Humanity learned at least one important lesson from the Second World War: that the seminal act for creating an earthly Hell is the debasement of human beings, turning them into things. The Nazis had no empathy for any of their concentration camp victims, or the population of the nations they had conquered, or even the German people themselves. Hitler and his followers had only one consideration: "How can I use the faceless masses to increase my power and prestige?"
The dehumanization of one group of human beings by another to justify acts of degradation and oppression is as old as humankind itself. Together with the closely related act of putting things ahead of people, it is the first step towards evil.
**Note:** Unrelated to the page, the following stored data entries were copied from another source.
PR #2959, opened 2024-03-20
perf: batch usage api queries

tim775:
Improves the performance of usage API queries by batching graphql requests (10 per http request) and issuing the queries concurrently.

### DIFF
--- a/internal/prices/usages.go
+++ b/internal/prices/usages.go
@@ -181,7 +181,7 @@ func FetchUsageData(ctx *config.RunContext, project *schema.Project) (schema.Usa
 		}(jobs, responses)
 	}
 
-	// Feed the workers the jobs of getting prices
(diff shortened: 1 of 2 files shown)


internal/prices/usages.go
```diff
@@ -126,55 +126,113 @@ func popResourceActualCosts(ctx *config.RunContext, c *apiclient.UsageAPIClient,
...
+				responses <- res
 			}
+		}(jobs, responses)
+	}
 
-			usageMap[address] = &schema.UsageData{
-				Address:    address,
-				Attributes: attributes,
-			}
+	// Feed the workers the jobs of getting prices
```
hugorut, line 184:
```suggestion
	// Feed the workers the jobs
```

hugorut (approved):
looks good

PR #2961, opened 2024-03-20
feat: add prerelease pipeline

hugorut:
Adds two prerelease pipelines. The first `create-prerelease` which calls the release go script with a new `RELEASE_ID` env variable. This variable is a static env variable that points to the [master github prerelease](https://github.com/infracost/infracost/releases/tag/untagged-0017de5d992d120d6984) that will have its assets overwritten on each master branch push. This enables users use a master branch build if they so wish.

The second `create-docker-prerelease` uploads docker image to the registry with the master tag. It does not set it as the latest release, as per the https://github.com/docker/metadata-action docs.

I've chosen to split these two actions to make the release step a bit quicker. We can run the two build steps concurrently on prerelease as we don't have as much worry that the build might be bad.

I've also had to change the `get_version.sh` script to ignore the "preview" tag so it doesn't fail tests.

### DIFF
--- a/.github/workflows/create-docker-prerelease.yml
+++ b/.github/workflows/create-docker-prerelease.yml
@@ -1,0 +1,60 @@
+name: Create docker prerelease
+
+on:
+  push:
+    branches: [ master ]
+
+jobs:
+  build:
+    name: Create docker prerelease
+    runs-on: ubuntu-latest
+    permissions:
+      contents: write
+    steps:
+      - uses: actions/checkout@v4
+
+      - name: Set up Docker Buildx
+        uses: docker/setup-buildx-action@v3
+
+      - name: Login to DockerHub
+        uses: docker/login-action@v3
+        with:
+          username: ${{ secrets.DOCKER_USERNAME }}
+          password: ${{ secrets.DOCKER_PASSWORD }}
+
+      - name: Docker meta
+        id: meta
+        uses: docker/metadata-action@v5
+        with:
+          images: |
+            ${{ secrets.DOCKER_ORG }}/${{ secrets.DOCKER_REPOSITORY }}
+
+      - name: Build and push Docker images
+        uses: docker/build-push-action@v4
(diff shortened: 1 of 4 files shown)


.github/workflows/create-docker-prerelease.yml
```diff
@@ -0,0 +1,60 @@
...
+        with:
+          username: ${{ secrets.DOCKER_USERNAME }}
+          password: ${{ secrets.DOCKER_PASSWORD }}
+
+      - name: Docker meta
+        id: meta
+        uses: docker/metadata-action@v5
+        with:
+          images: |
+            ${{ secrets.DOCKER_ORG }}/${{ secrets.DOCKER_REPOSITORY }}
```
aliscott, line 30: I think we want to set a tag here. I think the following is the convention:
```
tags: |
  type=edge
```

We will also want to check this tag type doesn't set the latest tag, or we can add the following to be safe:
```
flavor: |
  latest=false # auto is default
```

.github/workflows/create-docker-prerelease.yml
```diff
@@ -0,0 +1,60 @@
...
+        run: docker rmi ${{ steps.build_push_docker.outputs.imageid }} -f
+
+      - name: Docker meta (CI)
+        id: meta-ci
+        uses: docker/metadata-action@v5
+        with:
+          images: |
+            ${{ secrets.DOCKER_ORG }}/${{ secrets.DOCKER_REPOSITORY }}
+          flavor: |
+            prefix=ci-,onlatest=true
```
aliscott, line 51: Same here, we might want something like:
I think we want to set a tag here. I think the following is the convention:
```
tags: |
  type=edge
flavor: |
  prefix=ci-
  latest=false
```

aliscott (changes requested):

aliscott (approved):
LGTM

PR #2964, opened 2024-03-21
enhance: sort diff and breakdown with most costly resources first

tim775:
The change in the first two commits results in a ton a golden file changes which are updated in the remaining commits.


aliscott (approved):
Looks good, but the tests don't seem to have run.

PR #2966, opened 2024-03-26
enhance: tweak usage based output

tim775:
Update the diff output to separate baseline and usage costs in the summary table, and reduce noise by filtering out zero cost components and sub resources.


aliscott (approved):
LGTM

PR #2967, opened 2024-03-26
feat(azure): add `azurerm_network_ddos_protection_plan` support

hugorut:
Adds support for the Azure DDoS Protection service. This is a managed service that helps protected resources from DDos attacks. This service is enabled using the `azurerm_network_ddos_protection_plan` resource in Terraform.

The resource has two cost components associated with it:

1. DDoS Protection Plan: The cost of the DDoS Protection Plan.
2. Overage charges: The cost of the overage charges for the DDoS Protection Plan. This is the number of resources that fall outside the base coverage offered by the protection plan (100). This amount is defined in the usage file as it is difficult to infer the number of resources that fall outside the base coverage from the IaC.

### DIFF
--- a/internal/resources/azure/network_ddos_protection_plan.go
+++ b/internal/resources/azure/network_ddos_protection_plan.go
@@ -1,0 +1,103 @@
+package azure
+
+import (
+	"github.com/shopspring/decimal"
+
+	"github.com/infracost/infracost/internal/resources"
+	"github.com/infracost/infracost/internal/schema"
+)
+
+// NetworkDdosProtectionPlan struct represents Azure DDoS Protection Plan.
+// DDoS Protection Plan is a resource that provides DDoS protection for virtual networks and IPs.
+//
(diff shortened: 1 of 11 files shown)


internal/resources/azure/network_ddos_protection_plan.go
```diff
@@ -0,0 +1,103 @@
...
+					Service:       strPtr("Azure DDOS Protection"),
+					ProductFamily: strPtr("Networking"),
+					AttributeFilters: []*schema.AttributeFilter{
+						{Key: "skuName", Value: strPtr("Network Protection")},
+						{Key: "meterName", Value: strPtr("Network Protection Plan")},
+					},
+				},
+			},
+			{
+				Name:           "Overage charges",
```
hugorut, line 86: I have chosen this language for the cost component as this is what Azure uses in their pricing docs: https://azure.microsoft.com/en-us/pricing/details/ddos-protection/#overview

aliscott (approved):
LGTM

Murder, theft, perjury, rape: all of these involve either the mental transformation of the victim into a thing in the mind of the perpetrator, or the decision that a thing is more important than the human being who possesses it. The latter decision on the part of the perpetrator involves believing, unconsciously perhaps, that a human being is only a concept, and not a reality, without understanding that a concept is a thing! An everyday example of this is drunk driving, when the drunk decides that his drink is more important than the conceptual people he might kill or injure when driving drunk.
Unfortunately for our nation, the "cheap labor conservatives" of the Radical Right are demonstrating these malicious and unprincipled patterns of behavior.
The essential belief of the Radical Right is that wealth, its acquisition, and its protection once acquired, are God given rights, and the only reasons for the existence of government. The rest of humanity and its future well-being matters to the Radical Right only as far as they can exploit these "lesser" human beings in order to procure ever greater wealth for themselves. For the "cheap labor conservatives," the rest of humankind's rights and liberties end where the Radical Right's quest for wealth begins.
The essential difference between the world-views of conservatives and those of progressives is that the conservatives believe that humankind in general--and conservatives in particular--are best served by an established and carefully delineated, primarily hereditary, social and economic hierarchy. The elite at the top of the hierarchy (the aristocrats) are the only ones capable of making rational decisions for the rest of humankind (the peasants).
Progressives believe that they, and the rest of humankind, are best served by the disestablishment of the social and economic hierarchy as the source of authority. The progressive advocates the establishment of a system where, as Thomas Jefferson wrote in the Declaration of Independence, "...that all men are created equal, that they are endowed by their Creator with certain unalienable rights, That among these are Life, Liberty, and the Pursuit of Happiness--." For the progressive, the Declaration of Independence is the apotheosis of the idea of the innate value of every human being espoused centuries before by Jesus and Buddha, brought to post-enlightenment fruition by Jefferson.
The 2003 article "Political Conservatism as Motivated Social Cognition," in the American Psychological Association's Psychological Bulletin, provides a stunning insight into the Radical Right's preference for a hierarchical paradigm, rather than the more modern paradigm of equality.
The first pillar underlying the conservative world view, is the intolerance of ambiguity and the avoidance of uncertainty that all conservatives seek. Uncertainty of your position in, and your relationship with, the rest of society was the order of the day in our society's evolving system of equality and community beginning with FDR's New Deal. Not knowing where you stand at any given time with respect to the rest of humanity is a daunting type of existence. A conservative hates and fears the continuous change inherent in such a system, preferring the easy, certain comfort of the status quo.